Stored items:
Issue #136, opened 2020-03-21
[Docs] max_tunnels


yanosz:
Heiho,

for configuration, users choose an upper limit for `max_tunnels`
https://github.com/wlanslovenija/tunneldigger/blob/master/broker/l2tp_broker.cfg.example#L9

From a UX perspective, presenting a configuration option requires the user to choose a valid value.
Nevertheless, neither the comment in the sample config nor https://tunneldigger.readthedocs.org/ help to do so

IMHO the docs should explain, in what way platform (CPU cores, memory, etc.) and kernel perameters (i.e. sysctl.conf) influce reasonable configurations.

If 1024 is a sane configuration in almost all situations - I've no experience, here - it will be helpful to document this.

RalfJung:
> IMHO the docs should explain, in what way platform (CPU cores, memory, etc.) and kernel perameters (i.e. sysctl.conf) influce reasonable configurations.

Yeah, that would be great. Unfortunately, I have no idea about this.

Empirically, our VMs struggle really hard with 256 tunnels, so that's the limit we are using. But this depends not just on server details, it also depends on the typical client workload. I doubt there is general advice we can give here, TBH.

yanosz:
Good point - I've two ideas:

* If 256 is good in your situation, it'd cool to document that. (Hardware, network design, etc.)
* I've no idea to what extent the client workload actually influences the system load - but, that doesn't really matter, imho. If you go down the rabbit hole, you probably end-up using OVS instead of a simple linux bridge to implement QoS (htb, fair queues or simple rate limits). That's out of scope - imho. Let's just document configurations, that are known to be working.

yanosz:
sorry, wrong button

PR #137, opened 2020-03-22
tweak and document default settings

RalfJung:
I am also fine leaving the default tunnel limit at 1024, but then we should likely give an example for the kind of machine where that makes sense.

For the `connection_rate_limit`, I think 10 is a really bad default value. It means that even with just 100 clients, after a broker restart it takes 1000 seconds for all clients to reconnect! We are using 0.1 in production here.

Fixes https://github.com/wlanslovenija/tunneldigger/issues/136
Cc @yanosz

### DIFF
--- a/broker/l2tp_broker.cfg.example
+++ b/broker/l2tp_broker.cfg.example
@@ -5,13 +5,15 @@ address=127.0.0.1
 port=53,123,8942
 ; Interface with that IP address
 interface=lo
-; Maximum number of tunnels that will be allowed by the broker
-max_tunnels=1024
+; Maximum number of tunnels that will be allowed by the broker.
+; On a cheap VPS, more than 256 tunnels usually do not make sense.
+; Physical machines can take more.
+max_tunnels=256
 ; Tunnel id base
 tunnel_id_base=100
 ; Reject connections if there are less than N seconds since the last connection.
 ; Can be less than a second (e.g., 0.1).
-connection_rate_limit=10
+connection_rate_limit=0.2
 ; Set PMTU to a fixed value.  Use 0 for automatic PMTU discovery.  A non-0 value also disables
 ; PMTU discovery on the client side, by having the server not respond to client-side PMTU
 ; discovery probes.


RalfJung:
> ooks ok. I'd cool if you could be more specific on the VM and bare metal host
(e.g. Amazon EC2 T3 nano - year 2020, or whatever host you use).

The VMs we are using are on various European hosters, nothing standardized. I doubt they can be compared to other hosters or even within the same hoster, these offers change rapidly and they don't tell you the details of the hardware or how many customers there are per physical machine. On the plus side, they are really cheap. ;)

I don't think there is any useful way to name "reference VMs" here.

yanosz:
Thanks for your comment and effort. Maybe other people can share their experience, too. IMHO: Having a small doc section on hardware requirements (i.e. size of running installations) appears to be realistic.

RalfJung:
@kaechele @mitar what do you think about these changes to the default settings?

broker/l2tp_broker.cfg.example
```diff
@@ -5,13 +5,15 @@ address=127.0.0.1
...
+; Maximum number of tunnels that will be allowed by the broker.
+; On a cheap VPS, more than 256 tunnels usually do not make sense.
+; Physical machines can take more.
+max_tunnels=256
 ; Tunnel id base
 tunnel_id_base=100
 ; Reject connections if there are less than N seconds since the last connection.
 ; Can be less than a second (e.g., 0.1).
-connection_rate_limit=10
+connection_rate_limit=0.2
```
mitar, line 16: Hm, maybe we should have rate limiting per source IP, not global. Otherwise rate limiting is really hard.

mitar:
Looks good to me.

broker/l2tp_broker.cfg.example
RalfJung: @mitar  You mean something like https://github.com/wlanslovenija/tunneldigger/pull/138? :D

mitar: :-) So let's update then defaults then. :-)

Exercise objective: Copy each line in the entries above where the word "about" shows up.

Answer box:
Yeah, that would be great. Unfortunately, I have no idea about this.
@kaechele @mitar what do you think about these changes to the default settings?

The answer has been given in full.